Though ZnO shows high sensitivity, it suffers from poor stability; hence, it is necessary to modify the surface to improve stability without loss of sensitivity and selectivity. To this end, copper oxide, iron oxide, magnesium oxide, and titanium oxide materials have been employed as composites.¹⁷ Iron oxide NPs enhance the surface area and improve the stability of ZnO NRs.¹³² Ahmad et al.¹³³ have reported a nonenzymatic glucose sensor with vertically oriented ZnO NRs between Ag electrodes (source and drain) on a seeded substrate. The poor response was noticed with unmodified ZnO NRs, whereas a linear response was observed with Fe₂O₃-modified ZnO NRs, as shown in Fig. 11. The reaction mechanism can be given as

$$\text{2Fe}\left(\text{III}\right)+\text{glucose}\text{2 Fe}\left(\text{II}\right)+\text{Gluconolactone}+{\text{H}}_2\text{O}$$ 5

$$\text{Gluconolactone}+{\text{H}}_2{\text{O2H}}_{}^{+}+\text{Gluconate}$$ 6

$$\text{2Fe}\left(\text{II}\right)\text{2Fe}\left(\text{III}\right)+{\text{2e}}^{-}$$ 7

Fig. 11.

(a) Schematic representation of a nonenzymatic glucose sensor based on a Fe₂O₃-ZnO NR Bio-FET. (b) Transfer characteristics of the nonenzymatic glucose sensor in 0.1 mM PBS solution. (c) Transfer characteristics of the Fe₂O₃-ZnO NR FET for the detection of glucose in 0.1 mM PBS. Reproduced with permission from Ahmad et al.¹³³ Copyright (2017), Elsevier.
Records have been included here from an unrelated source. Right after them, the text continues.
PR #6576, opened 2021-09-09
Implement CSV v2 in host report

znarf:
Part of https://github.com/opencollective/opencollective/issues/4590

### DIFF
--- a/server/lib/csv.js
+++ b/server/lib/csv.js
@@ -6,12 +6,8 @@ import { fetchWithTimeout } from './fetch';
 import logger from './logger';
 import { parseToBoolean } from './utils';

The modified ZnO NR Fe₂O₃ had a sensitivity of 105.75 µA/mMcm² in the range of 0.05–18 mM with a detection limit of 12 µM and a response time of 10 s. Long-term storage stability was investigated for 10 weeks and found to be quantitatively better than nonenzymatic glucose sensors. Glucose detection in samples from blood and serum showed a consistent response, taking this device a step closer to field applications. Similarly, Fathollahzadeh et al.¹³⁴ used ZnO NRs as an n-type channel layer on the surface of gold interdigitated electrodes for a liquid-gated FET. The change in conductance was attributed to hydronium ions produced as the product of the enzymatic reaction between GO_x and glucose. The sensitivity of the device was 60.5 µAmM⁻¹cm⁻² within the range of 0–13.9 mM of glucose.

Recently, Zong and Zhu¹³⁵ developed a glucose biosensor using ZnO NRs for continuous glucose monitoring, as shown in Fig. 12. ZnO NRs were grown between two microelectrodes by an alternating current (AC) electric field-assisted hydrothermal method, and the ZnO NRs transduced the biological interaction into an electrical signal at a different frequency, measured by a lock-in amplifier. GO_x immobilization led to high sensitivity of 1.6 mA/µMcm² within an area of 180 µm², and the detection limit was found to be as low as 1 µM. The reduced size makes minimally invasive glucose monitoring feasible, such as in dermal interstitial fluid (IF). This ZnO NR Bio-FET showed 38-hour continuous monitoring of the glucose with long-term stability and minimal drift.

Fig. 12.

(a) Configuration of a ZnO NR-based Bio-FET for detection of glucose. (b) The fabrication process, (c) growth of ZnO NRs, and (d) functionalization process of the bio-receptor. Reproduced with permission from Zong and Zhu¹³⁵ Copyright (2017), Elsevier.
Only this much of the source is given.